> _Exercise_: Search the entries for lines that contain the word "processing", and report each one found.

> _Recorded data_:
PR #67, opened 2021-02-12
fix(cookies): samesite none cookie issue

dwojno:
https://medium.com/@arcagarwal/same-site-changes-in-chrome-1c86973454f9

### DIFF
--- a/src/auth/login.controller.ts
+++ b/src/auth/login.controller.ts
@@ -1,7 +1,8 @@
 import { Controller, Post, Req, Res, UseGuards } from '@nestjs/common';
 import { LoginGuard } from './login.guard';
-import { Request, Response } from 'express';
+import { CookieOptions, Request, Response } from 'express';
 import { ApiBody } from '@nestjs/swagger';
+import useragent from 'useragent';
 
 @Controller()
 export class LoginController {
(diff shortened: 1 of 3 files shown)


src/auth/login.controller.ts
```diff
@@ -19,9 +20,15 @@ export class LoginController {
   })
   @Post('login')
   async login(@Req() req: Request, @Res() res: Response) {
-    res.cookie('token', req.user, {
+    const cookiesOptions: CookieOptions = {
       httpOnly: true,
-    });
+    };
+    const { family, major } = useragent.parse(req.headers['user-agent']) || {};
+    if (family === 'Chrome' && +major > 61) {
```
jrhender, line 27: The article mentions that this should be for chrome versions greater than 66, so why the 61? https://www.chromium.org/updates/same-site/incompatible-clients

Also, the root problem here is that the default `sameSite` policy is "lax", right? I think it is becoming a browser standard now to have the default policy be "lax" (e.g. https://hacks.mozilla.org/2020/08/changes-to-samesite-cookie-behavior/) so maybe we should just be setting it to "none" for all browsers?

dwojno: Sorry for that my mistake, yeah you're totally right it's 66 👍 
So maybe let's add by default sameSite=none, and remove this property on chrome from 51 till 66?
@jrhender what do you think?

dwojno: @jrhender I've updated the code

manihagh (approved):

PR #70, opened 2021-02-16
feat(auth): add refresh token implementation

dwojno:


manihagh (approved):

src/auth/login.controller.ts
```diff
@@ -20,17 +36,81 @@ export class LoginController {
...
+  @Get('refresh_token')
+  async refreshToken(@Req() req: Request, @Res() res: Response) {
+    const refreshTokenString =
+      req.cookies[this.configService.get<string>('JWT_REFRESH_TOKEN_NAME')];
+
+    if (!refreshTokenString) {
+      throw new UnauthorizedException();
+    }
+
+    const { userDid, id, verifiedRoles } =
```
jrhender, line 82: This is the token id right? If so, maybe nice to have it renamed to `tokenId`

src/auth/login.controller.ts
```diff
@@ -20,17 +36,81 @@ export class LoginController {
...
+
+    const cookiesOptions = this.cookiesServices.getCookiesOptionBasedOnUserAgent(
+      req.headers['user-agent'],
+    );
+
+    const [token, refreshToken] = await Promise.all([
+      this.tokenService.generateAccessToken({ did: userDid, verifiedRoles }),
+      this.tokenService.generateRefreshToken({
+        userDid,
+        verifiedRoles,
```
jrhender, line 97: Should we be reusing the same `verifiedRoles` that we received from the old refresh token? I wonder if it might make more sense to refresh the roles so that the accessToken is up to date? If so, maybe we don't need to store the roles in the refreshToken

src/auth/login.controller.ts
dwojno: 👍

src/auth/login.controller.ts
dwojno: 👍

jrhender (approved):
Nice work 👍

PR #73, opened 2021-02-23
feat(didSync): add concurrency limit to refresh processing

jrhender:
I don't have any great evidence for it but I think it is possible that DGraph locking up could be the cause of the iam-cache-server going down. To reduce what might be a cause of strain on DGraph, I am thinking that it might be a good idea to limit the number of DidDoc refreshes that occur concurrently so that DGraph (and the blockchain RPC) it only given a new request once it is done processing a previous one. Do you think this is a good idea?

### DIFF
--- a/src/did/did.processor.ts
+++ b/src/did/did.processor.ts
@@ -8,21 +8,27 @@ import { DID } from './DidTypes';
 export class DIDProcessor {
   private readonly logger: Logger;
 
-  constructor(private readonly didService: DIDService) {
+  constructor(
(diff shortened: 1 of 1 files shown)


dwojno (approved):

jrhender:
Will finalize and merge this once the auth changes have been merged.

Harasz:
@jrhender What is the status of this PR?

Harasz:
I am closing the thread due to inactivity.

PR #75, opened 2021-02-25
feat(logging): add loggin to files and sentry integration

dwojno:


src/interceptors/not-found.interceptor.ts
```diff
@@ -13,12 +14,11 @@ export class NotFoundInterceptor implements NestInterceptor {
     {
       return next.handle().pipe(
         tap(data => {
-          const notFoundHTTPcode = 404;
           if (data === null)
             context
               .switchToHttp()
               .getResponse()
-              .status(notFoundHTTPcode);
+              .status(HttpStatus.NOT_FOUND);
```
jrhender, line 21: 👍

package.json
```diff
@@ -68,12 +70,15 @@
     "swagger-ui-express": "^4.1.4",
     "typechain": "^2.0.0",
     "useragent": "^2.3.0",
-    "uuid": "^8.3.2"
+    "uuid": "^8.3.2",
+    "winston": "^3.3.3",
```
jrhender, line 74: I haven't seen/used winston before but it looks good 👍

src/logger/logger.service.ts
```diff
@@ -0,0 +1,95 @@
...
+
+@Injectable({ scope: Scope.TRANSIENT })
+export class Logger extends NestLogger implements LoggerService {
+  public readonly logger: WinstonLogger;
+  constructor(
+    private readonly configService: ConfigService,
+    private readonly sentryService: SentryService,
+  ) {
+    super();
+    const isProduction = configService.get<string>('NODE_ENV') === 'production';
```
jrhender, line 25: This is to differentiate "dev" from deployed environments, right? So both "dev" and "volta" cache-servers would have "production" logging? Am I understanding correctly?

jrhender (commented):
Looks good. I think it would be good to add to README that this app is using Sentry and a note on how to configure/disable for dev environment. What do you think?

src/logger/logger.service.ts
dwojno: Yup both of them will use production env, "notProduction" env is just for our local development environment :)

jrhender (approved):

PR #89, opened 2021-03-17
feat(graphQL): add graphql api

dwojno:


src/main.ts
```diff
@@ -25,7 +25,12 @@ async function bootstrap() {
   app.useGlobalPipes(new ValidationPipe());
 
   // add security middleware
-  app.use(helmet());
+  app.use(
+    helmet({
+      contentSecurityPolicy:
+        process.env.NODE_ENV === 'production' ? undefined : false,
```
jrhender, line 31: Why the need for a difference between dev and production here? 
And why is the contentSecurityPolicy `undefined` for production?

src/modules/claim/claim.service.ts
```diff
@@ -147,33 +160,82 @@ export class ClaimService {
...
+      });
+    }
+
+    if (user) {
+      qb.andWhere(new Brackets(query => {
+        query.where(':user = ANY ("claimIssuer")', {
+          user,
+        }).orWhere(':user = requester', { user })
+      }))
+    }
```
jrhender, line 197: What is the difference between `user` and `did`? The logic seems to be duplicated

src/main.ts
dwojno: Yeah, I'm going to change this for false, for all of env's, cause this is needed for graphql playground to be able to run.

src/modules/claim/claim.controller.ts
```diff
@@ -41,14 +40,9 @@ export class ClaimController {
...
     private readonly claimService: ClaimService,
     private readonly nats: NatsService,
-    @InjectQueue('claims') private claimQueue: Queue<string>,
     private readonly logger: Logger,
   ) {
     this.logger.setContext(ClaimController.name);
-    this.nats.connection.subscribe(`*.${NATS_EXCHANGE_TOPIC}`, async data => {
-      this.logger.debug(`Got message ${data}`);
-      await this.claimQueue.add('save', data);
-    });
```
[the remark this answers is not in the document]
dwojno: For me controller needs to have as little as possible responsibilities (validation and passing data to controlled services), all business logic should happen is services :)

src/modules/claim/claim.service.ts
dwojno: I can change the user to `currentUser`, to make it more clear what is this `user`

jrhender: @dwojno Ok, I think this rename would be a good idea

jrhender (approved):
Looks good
...
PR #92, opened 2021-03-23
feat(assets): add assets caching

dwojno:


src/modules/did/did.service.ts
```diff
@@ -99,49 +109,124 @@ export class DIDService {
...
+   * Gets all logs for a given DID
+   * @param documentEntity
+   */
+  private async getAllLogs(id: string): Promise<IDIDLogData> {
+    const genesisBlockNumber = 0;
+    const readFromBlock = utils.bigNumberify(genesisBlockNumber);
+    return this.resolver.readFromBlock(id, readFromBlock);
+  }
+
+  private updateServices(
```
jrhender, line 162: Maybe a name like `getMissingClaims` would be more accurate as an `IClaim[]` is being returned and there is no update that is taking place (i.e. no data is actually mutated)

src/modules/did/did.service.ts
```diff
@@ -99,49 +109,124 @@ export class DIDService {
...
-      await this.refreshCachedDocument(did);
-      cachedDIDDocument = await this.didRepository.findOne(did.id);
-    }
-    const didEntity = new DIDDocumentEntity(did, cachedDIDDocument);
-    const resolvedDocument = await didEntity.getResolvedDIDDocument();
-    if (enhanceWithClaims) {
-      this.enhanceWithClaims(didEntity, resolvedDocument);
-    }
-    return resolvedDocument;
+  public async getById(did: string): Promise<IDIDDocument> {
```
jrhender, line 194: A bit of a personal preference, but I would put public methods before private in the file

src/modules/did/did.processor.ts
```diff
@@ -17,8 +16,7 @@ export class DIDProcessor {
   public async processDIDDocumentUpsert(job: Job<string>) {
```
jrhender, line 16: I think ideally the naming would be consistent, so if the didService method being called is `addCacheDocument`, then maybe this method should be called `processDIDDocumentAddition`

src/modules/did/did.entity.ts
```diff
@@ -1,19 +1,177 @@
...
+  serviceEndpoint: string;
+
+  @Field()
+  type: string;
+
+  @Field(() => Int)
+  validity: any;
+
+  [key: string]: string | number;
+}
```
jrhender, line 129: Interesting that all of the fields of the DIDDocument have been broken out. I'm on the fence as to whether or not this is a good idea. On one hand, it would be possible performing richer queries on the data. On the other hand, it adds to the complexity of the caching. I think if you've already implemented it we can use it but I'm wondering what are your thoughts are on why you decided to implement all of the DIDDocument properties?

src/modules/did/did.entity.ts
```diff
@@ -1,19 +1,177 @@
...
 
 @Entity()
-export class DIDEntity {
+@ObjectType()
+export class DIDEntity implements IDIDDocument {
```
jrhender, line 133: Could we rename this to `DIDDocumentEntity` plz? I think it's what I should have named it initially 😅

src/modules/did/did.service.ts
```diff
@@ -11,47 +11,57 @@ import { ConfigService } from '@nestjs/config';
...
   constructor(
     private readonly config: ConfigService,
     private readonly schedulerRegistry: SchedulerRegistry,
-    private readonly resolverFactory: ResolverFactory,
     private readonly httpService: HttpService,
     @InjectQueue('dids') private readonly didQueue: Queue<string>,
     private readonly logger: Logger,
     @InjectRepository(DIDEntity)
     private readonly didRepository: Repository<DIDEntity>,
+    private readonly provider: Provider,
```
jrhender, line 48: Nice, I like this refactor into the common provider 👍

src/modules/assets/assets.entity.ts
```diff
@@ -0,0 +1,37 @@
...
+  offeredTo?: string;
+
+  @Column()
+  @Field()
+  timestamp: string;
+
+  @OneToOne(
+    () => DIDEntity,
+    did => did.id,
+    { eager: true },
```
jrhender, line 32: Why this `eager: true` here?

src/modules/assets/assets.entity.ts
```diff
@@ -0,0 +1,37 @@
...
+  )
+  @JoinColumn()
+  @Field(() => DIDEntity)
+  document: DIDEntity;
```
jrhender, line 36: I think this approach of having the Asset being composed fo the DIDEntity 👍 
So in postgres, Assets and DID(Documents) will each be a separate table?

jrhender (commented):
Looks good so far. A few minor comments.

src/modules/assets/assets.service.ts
* * *
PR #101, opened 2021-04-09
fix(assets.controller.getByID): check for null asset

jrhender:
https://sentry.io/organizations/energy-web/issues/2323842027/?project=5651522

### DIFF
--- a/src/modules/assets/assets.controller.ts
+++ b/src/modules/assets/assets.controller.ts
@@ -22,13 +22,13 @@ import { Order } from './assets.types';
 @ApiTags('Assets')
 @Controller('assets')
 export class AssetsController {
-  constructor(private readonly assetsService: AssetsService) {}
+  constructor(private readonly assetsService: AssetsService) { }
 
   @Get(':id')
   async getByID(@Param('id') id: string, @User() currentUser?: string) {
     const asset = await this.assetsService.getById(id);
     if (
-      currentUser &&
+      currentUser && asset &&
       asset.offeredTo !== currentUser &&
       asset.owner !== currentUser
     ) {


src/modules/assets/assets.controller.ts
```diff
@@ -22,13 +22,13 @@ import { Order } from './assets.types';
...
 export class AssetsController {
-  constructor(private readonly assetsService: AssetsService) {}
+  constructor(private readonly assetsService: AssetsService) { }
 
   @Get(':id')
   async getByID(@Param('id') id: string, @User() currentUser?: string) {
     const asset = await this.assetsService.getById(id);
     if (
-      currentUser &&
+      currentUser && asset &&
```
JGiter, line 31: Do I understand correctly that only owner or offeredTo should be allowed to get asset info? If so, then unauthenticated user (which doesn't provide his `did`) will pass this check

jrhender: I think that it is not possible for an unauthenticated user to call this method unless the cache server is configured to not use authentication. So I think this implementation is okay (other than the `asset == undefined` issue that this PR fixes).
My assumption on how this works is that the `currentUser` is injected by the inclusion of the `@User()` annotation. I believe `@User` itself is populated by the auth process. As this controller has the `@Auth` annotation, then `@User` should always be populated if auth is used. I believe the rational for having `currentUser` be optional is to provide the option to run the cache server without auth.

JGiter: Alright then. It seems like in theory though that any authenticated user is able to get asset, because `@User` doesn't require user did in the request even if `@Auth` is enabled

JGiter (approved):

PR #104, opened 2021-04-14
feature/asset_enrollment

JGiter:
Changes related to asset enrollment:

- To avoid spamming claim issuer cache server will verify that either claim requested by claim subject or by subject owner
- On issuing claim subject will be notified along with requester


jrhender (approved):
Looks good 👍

> _Final answer_:
feat(didSync): add concurrency limit to refresh processing
I don't have any great evidence for it but I think it is possible that DGraph locking up could be the cause of the iam-cache-server going down. To reduce what might be a cause of strain on DGraph, I am thinking that it might be a good idea to limit the number of DidDoc refreshes that occur concurrently so that DGraph (and the blockchain RPC) it only given a new request once it is done processing a previous one. Do you think this is a good idea?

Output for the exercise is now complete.